Harold Knight’s ‘Portrait of Robert Morson Hughes’1915,  is startling in its use of space in the composition after so many detailed landscapes. Apparantly it was a study for a work of a group of men originally entitled ‘’How to win the war’ as they sat talking in The Wink pub, but it was retitled   less bluntly when shown at the RA.


 

 Coincidentally Rupert White’s ‘Magic and Modernism’has just been published, which describes the two paths of modernism and surrealism, the latter an uncensored anti bourgeois disorder whereas modernist abstraction aimed to make a more harmious world after the chaos of war. And we see these two divergent approaches in the work of Ithell Colquhoun, and John Tunnard - both weird and surreal and Marlow Moss with her constructed order. 

Ithell Colquhoun, Rock Pool, 1957




How varied art is       

John Tunnard, Arena, 1959


 

 

- observation, imagination, chaos and calm and a treat from way down in Lamorna.





Magic and Modernism by Rupert White

 Magic and Modernism  - art from Cornwall in context 1800 - 1950    

 



Rupert White 2023

On the back of this book it says it ‘throws light on the links between art, folklore and tourism, as well as the Celtic revival and the occult’

Rupert White certainly seeks to write about his chosen period, not isolating the fine art as is so often done, but showing a wide web of connections between people and places and various activities.

I would have liked a contents page to show me what sort of scope the book had and regretted that the photos are rather grey being on matt paper.

Rupert White  must have done an immense amount of research and I learnt a lot reading the book.
I found some quotes such as John Harris’ account of the dangerous descent into a mine at Dolcoath very vivid.
Some books were mentioned whose content I would have liked to have read more about,
There however is a useful bibliography.

It does occur to me that most of those described were very well off individuals free to indulge their quirky interests in unusual directions.
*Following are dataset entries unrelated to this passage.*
PR #265, opened 2021-05-17
Guido/ab6678 split audit logging

gkoller:
This PR changes:
- all logging formats to be JSON 
- tags the audit logs with the key-value pair `"audit": true`. 

This should allow filtering of audit specific logs in whatever environment/system we sent our logs to.

### DIFF
--- a/src/requirements.txt
+++ b/src/requirements.txt
@@ -172,10 +172,13 @@ opencensus-ext-azure==1.0.7
     # via -r requirements.in
 opencensus-ext-django==0.7.4
     # via -r requirements.in
+opencensus-ext-logging==0.1.0
+    # via -r requirements.in
 opencensus==0.7.12
     # via
     #   opencensus-ext-azure
     #   opencensus-ext-django
+    #   opencensus-ext-logging
 ordered-set==4.0.2
     # via deepdiff
 orjson==3.5.1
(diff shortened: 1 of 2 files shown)


cvriel (approved):

jjmurre (approved):
I do not know the ins and outs of Opencensus, but the configuration code look good to me.

src/requirements.txt
```diff
@@ -172,10 +172,13 @@ opencensus-ext-azure==1.0.7
     # via -r requirements.in
 opencensus-ext-django==0.7.4
     # via -r requirements.in
+opencensus-ext-logging==0.1.0
+    # via -r requirements.in
```
ngaranko, line 176: I see no changes to `requirements.in` forgot to check in file?

ngaranko (approved):

src/requirements.txt
gkoller: No, it's the other way around ;-). I committed `requirements.in` in commit 9e8d958c91e933d31fd8206e84cb2d1f76e35f5f (March 18th) but forgot to regenerate `requirements.txt`. In this PR I'm fixing that omission.

ngaranko: ;(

The idea that Gothic architecture was not, like ancient classical buildings, built by slaves, was interesting and my own study of the carvings at Southwell Minster Chapterhouse suggest that medieval masons had considerable freedom rather than following a strict plan.

That the Newlyn painters sought to authentically represent the workers who they depicted and their labour I thought well worth explaining.

I had not read before that Havelock Ellis , who lived and worked at Carbis Bay, had described ideas for an nhs in 1897.
Rupert White evidently does not consider psychoanalysis  a science and commends Ellis for giving free marriage guidance sessions.

However the assertion that the St Ives modernist artists embodied ambivalence towards industrial and technological progress surprised me and I would have liked more information to back this up.

The people who became famous and were most accepted in the  cannons of art and literature such as Barbara Hepworth and Ben Nicholson and D H Lawrence were those who concentrated their efforts on being modern and innovative rather than the host of others mentioned who were more zany or esoteric.

Ben Nicholson disliked surrealism apparently and Henry Moore spoke of a serious quarrel between modernism and surrealism. The latter encouraged an uncensored anti bourgeois disorder whereas modernist abstraction aimed to make a more harmonious world after the chaos of war. This distinction made sense to me.
Rupert White acknowledges that it was the fame of the modernists that lead to the St Ives Tate being established 1993.

I felt sometimes the author was loth to sufficiently sift his researches and an example is the inclusion of, as the very last item in the book, the plaque on St Ives RC church commemorating the execution of John Payne in 1549, alongside the terrible slaughter of hundreds of Cornish people who objected to imposition of the English prayer book.
This is a topic rather outside the scope of the book and it sent this reader off at a tangent.

I would say ‘Magic and Modernism’ is a compendium of interesting research that gives an awareness of the times described.

I enjoyed this account  of developments in Cornish culture and thank Rupert White for writing it.